People who have suffered a stroke are more likely to develop dementia, a study conducted by the University of Exeter Medical School confirmed. The study involved an analysis of 3.2 million people across the world. Researchers found that the link between stroke and dementia persisted even after taking into account other dementia risk factors such as blood pressure, diabetes and cardiovascular disease.
“We found that a history of stroke increases dementia risk by around 70%, and recent strokes more than doubled the risk. Given how common both stroke and dementia are, this strong link is an important finding. Improvements in stroke prevention and post-stroke care may, therefore, play a key role in dementia prevention,” said lead researcher Ilianna Lourid.

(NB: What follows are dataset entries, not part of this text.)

PR #5555, opened 2019-02-15
feat(ui): Added more preferences for chat window

Monsterovich:
default

That's why I added this: 
Reason 1: default
Reason 2: Coding like "#define YOUCANTCHANGETHISSETTINGLOL 100.0" is a bad style.

---
This change is [Reviewable](https://reviewable.io/reviews/qtox/qtox/5555)


sudden6:
I don't really like the idea of introducing an additional setting for the width of these columns. I think the better strategy would be to automatically resize the columns based on their content, up to a defined maximum width (maybe bigger than now).

I think the following strategy would be appropriate: Assign a maximum percentage of the available width to each column like: nickname 14%, message 66%, date 10%, if any column needs less, the message column takes the free space.

> Reason 2: Coding like "#define YOUCANTCHANGETHISSETTINGLOL 100.0" is a bad style.

You're right that this define is bad style, but only because C++ offers `const` and anonymous namespaces which would be a better way to store this constants in a typesafe way.

Monsterovich:
>I don't really like the idea of introducing an additional setting for the width of these columns. I think the better strategy would be to automatically resize the columns based on their content, up to a defined maximum width (maybe bigger than now).

What if someone would take this nickname: "lolmynicknameisgoddamnlongijustbrokeyouruienjoyandhaveaniceday" or just leave it empty and the nickname will be replaced by a long tox peer key/public key, whatever. You can't decide what preferences would be better for a user. 

By the way, I wanted to implement an ability to move those columns with the mouse, but it seems very difficult because qTox uses custom widgets for chat. Changing two digits was easier than this.

If you don't want to have these variables in user settings, we can remove them and make them accessible only from qTox.ini. Anything is better than making them unchangeable.

sudden6:
> What if someone would take this nickname: "lolmynicknameisgoddamnlongijustbrokeyouruienjoyandhaveaniceday" or just leave it empty and the nickname will be replaced by a long tox peer key/public key, whatever. You can't decide what preferences would be better for a user.

I think it would be a very bad idea to dedicate so much space in the chat view to the username, it's not the most important thing in this view, the message is.

Another idea I just had would be to replace the user name with an icon, displaying "incoming message" and "outgoing message" for 1:1 chat.

PR #5636, opened 2019-04-23
Move Status out of Widget, make asset path not dependent on translation

anthonybilinski:

---
This change is [Reviewable](https://reviewable.io/reviews/qtox/qtox/5636)

### DIFF
--- a/CMakeLists.txt
+++ b/CMakeLists.txt
@@ -323,6 +323,8 @@ set(${PROJECT_NAME}_SOURCES
   src/model/groupinvite.h
   src/model/group.cpp
   src/model/group.h
+  src/model/status.cpp
+  src/model/status.h
   src/model/interface.h
   src/model/profile/iprofileinfo.h
   src/model/profile/profileinfo.cpp
--- a/src/core/core.cpp
+++ b/src/core/core.cpp
@@ -27,6 +27,7 @@
 #include "src/core/toxoptions.h"
 #include "src/core/toxstring.h"
 #include "src/model/groupinvite.h"
+#include "src/model/status.h"
 #include "src/nexus.h"
 #include "src/net/bootstrapnodeupdater.h"
 #include "src/persistence/profile.h"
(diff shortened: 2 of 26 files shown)


sudden6 (changes requested):
> Reviewed 25 of 26 files at r1.
> *[Reviewable](https://reviewable.io/reviews/qtox/qtox/5636)* status: 0 of 1 LGTMs obtained

___
*[src/model/status.h, line 29 at r1](https://reviewable.io/reviews/qtox/qtox/5636#-Ld9FAmF7xJnDK2ZDblc:-Ld9FAmF7xJnDK2ZDbld:b-kqsv05) ([raw file](https://github.com/qtox/qtox/blob/aa172b97ac18d84519c9fa458ddb3bd543ffcb48/src/model/status.h#L29)):*
> ```objc
> {
>     // Status::Status is weird, but Status is a fitting name for both the namespace and enum class..
>     enum class Status
> ```

I think explicitly making the base type `int` would save a lot of casting

Diadlo:
@sudden6 Just my opinion: explicit is better than implicit. There is not so much status casting (just 4 places)

anthonybilinski (commented):
> *[Reviewable](https://reviewable.io/reviews/qtox/qtox/5636)* status: 0 of 1 LGTMs obtained

___
*[src/model/status.h, line 29 at r1](https://reviewable.io/reviews/qtox/qtox/5636#-Ld9FAmF7xJnDK2ZDblc:-LdF343p09VOPKvGPNTE:b7y9cgn) ([raw file](https://github.com/qtox/qtox/blob/aa172b97ac18d84519c9fa458ddb3bd543ffcb48/src/model/status.h#L29)):*

I think explicitly making the base type `int` would save a lot of casting
</blockquote></details>

Changing the underlying type to `int` still fails at converting a QVariant, and doesn't allow for implicit casting. I also think the strong typing of `enum class` is useful for Status in every case but this one, so although changing to `enum` would allow it to implicitly cast during serialization/deserialization, I think it would be less safe as a type in all other cases.

sudden6 (approved):
:lgtm_strong:

> Reviewed 1 of 26 files at r1.
> *[Reviewable](https://reviewable.io/reviews/qtox/qtox/5636#-:-LdFHbOo8mTcKBtUkEYB:b-jbsf8z)* status: :shipit: complete! 1 of 1 LGTMs obtained

___
*[src/model/status.h, line 29 at r1](https://reviewable.io/reviews/qtox/qtox/5636#-Ld9FAmF7xJnDK2ZDblc:-LdFHVWdBeyvE-ZqisU6:b7g79ah) ([raw file](https://github.com/qtox/qtox/blob/aa172b97ac18d84519c9fa458ddb3bd543ffcb48/src/model/status.h#L29)):*

Changing the underlying type to `int` still fails at converting a QVariant, and doesn't allow for implicit casting. I also think the strong typing of `enum class` is useful for Status in every case but this one, so although changing to `enum` would allow it to implicitly cast during serialization/deserialization, I think it would be less safe as a type in all other cases.
</blockquote></details>

ok then, since you and @Diadlo seem to agree it's better otherwise.

PR #5687, opened 2019-05-24
fix(settings): apply toxcore settings for encrypted profiles

### LINKED ISSUE #5682: Loading an encrypted doesn't apply core settings
##### Brief Description

OS: Ubuntu 19.04
qTox version: v1.16.3+
toxcore:  v0.2.9
Qt:  5.12.2
Hardware:  Desktop

Reproducible: Always

##### Steps to reproduce

1. Load an encrypted profile.

##### Observed Behavior
1. During initialization, `persistence/settingsserializer.cpp:333 : Critical: The settings file is encrypted, but we don't have a passkey!`
2. Toxcore saved settings, such as proxy, are not applied. Setting an invalid proxy in settings saves and shows in the settings page, but Toxcore still connects to the DHT.

##### Expected Behavior
1. Settings are restored properly.

anthonybilinski:
Fix #5682

---
This change is [Reviewable](https://reviewable.io/reviews/qtox/qtox/5687)

### DIFF
--- a/src/persistence/profile.cpp
+++ b/src/persistence/profile.cpp
@@ -107,7 +107,7 @@ Profile::Profile(QString name, const QString& password, bool isNewProfile,
     Settings& s = Settings::getInstance();
     s.setCurrentProfile(name);
     s.saveGlobal();
-    s.loadPersonal(name, passkey.get());
+    s.loadPersonal(name, this->passkey.get());
     initCore(toxsave, s, isNewProfile);
 
     const ToxId& selfId = core->getSelfId();


sudden6 (approved):
:lgtm_strong: Additionally, I think we should change our coding style to forbid function/contructor parameters with the same name as member variables. Any idea for a good style on this?

> *[Reviewable](https://reviewable.io/reviews/qtox/qtox/5687#-:-LfkdpU5B0AzY4bIITNz:b-6osol5)* status: :shipit: complete! 1 of 1 LGTMs obtained

anthonybilinski:
I merged as is for now to get it in sooner rather than later since it has proxy applications.

I agree that it would be good to prevent this from happening in the future. We could use -Wshadow  to catch this at compile time.

As for naming I guess we should have some standardized suffix or prefix on arguments or class members so that the programmer doesn't have to choose new names for each constructor. I don't really have strong opinions of which to chose, but would prefer something that's present in a style guide or is generally common so that it's more familiar to more people.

According to the World Health Organisation, 15 million suffer from stroke annually. Apart from that figure, 50 million people around the world suffer from dementia. The number is expected to almost double ever 20 years, reaching 131 million by 2050.

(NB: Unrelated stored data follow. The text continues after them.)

PR #5692, opened 2019-06-02
reafctor(strongtype): Add property types to strong types

sphaerophoria:
Add strongtype parameters to toggle on/off operators. Will ease use of more strong typed vars in the future.

---
This change is [Reviewable](https://reviewable.io/reviews/qtox/qtox/5692)

### DIFF
--- a/src/core/receiptnum.h
+++ b/src/core/receiptnum.h
@@ -25,7 +25,7 @@
 #include <QMetaType>
 #include <cstdint>
 
-using ReceiptNum = NamedType<uint32_t, struct ReceiptNumTag>;
+using ReceiptNum = NamedType<uint32_t, struct ReceiptNumTag, Orderable>;
 Q_DECLARE_METATYPE(ReceiptNum);
 
 #endif /* RECEIPT_NUM_H */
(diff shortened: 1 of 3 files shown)


sudden6:
Is this required for some further work? Else I'd like to apply the YAGNI (https://en.wikipedia.org/wiki/You_aren%27t_gonna_need_it) principle here

sphaerophoria:
I was going to use the concept fairly heavily in my upcoming PR. The rational is that the strongtypes provide a lot more value if you can define what types of operations are valid on them. If you force people to open up to the underlying type every time it's very easy for a type to get used in a way that it wasn't intended to be in the future.

PR'd on it's own to reduce scope of a future pull request I was going to use it in.

I'd argue that this is one of those things that no one ever really _needs_ but once it's in it improves ability to reason about types and type conversions resulting in cleaner and easier to review code.

sudden6 (approved):
:lgtm_strong: then, but needs a rebase because of conflicts

> Reviewed 3 of 3 files at r1.
> *[Reviewable](https://reviewable.io/reviews/qtox/qtox/5692#-:-LhgG6FE6_5Vr9z7EnTr:b-ajx8if)* status: :shipit: complete! 1 of 1 LGTMs obtained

Stroke characteristics such as the location and extent of brain damage may help to explain variation in dementia risk observed between studies, and there was some suggestion that dementia risk may be higher for men following a stroke. Researchers claim that most people who have a stroke do not go on to develop dementia.
“Around a third of dementia cases are thought to be potentially preventable, though this estimate does not take into account the risk associated with stroke. Our findings indicate that this figure could be even higher, and reinforce the importance of protecting the blood supply to the brain when attempting to reduce the global burden of dementia,” said another researcher David Llewellyn. The study has appeared in the Alzheimer’s & Dementia Journal.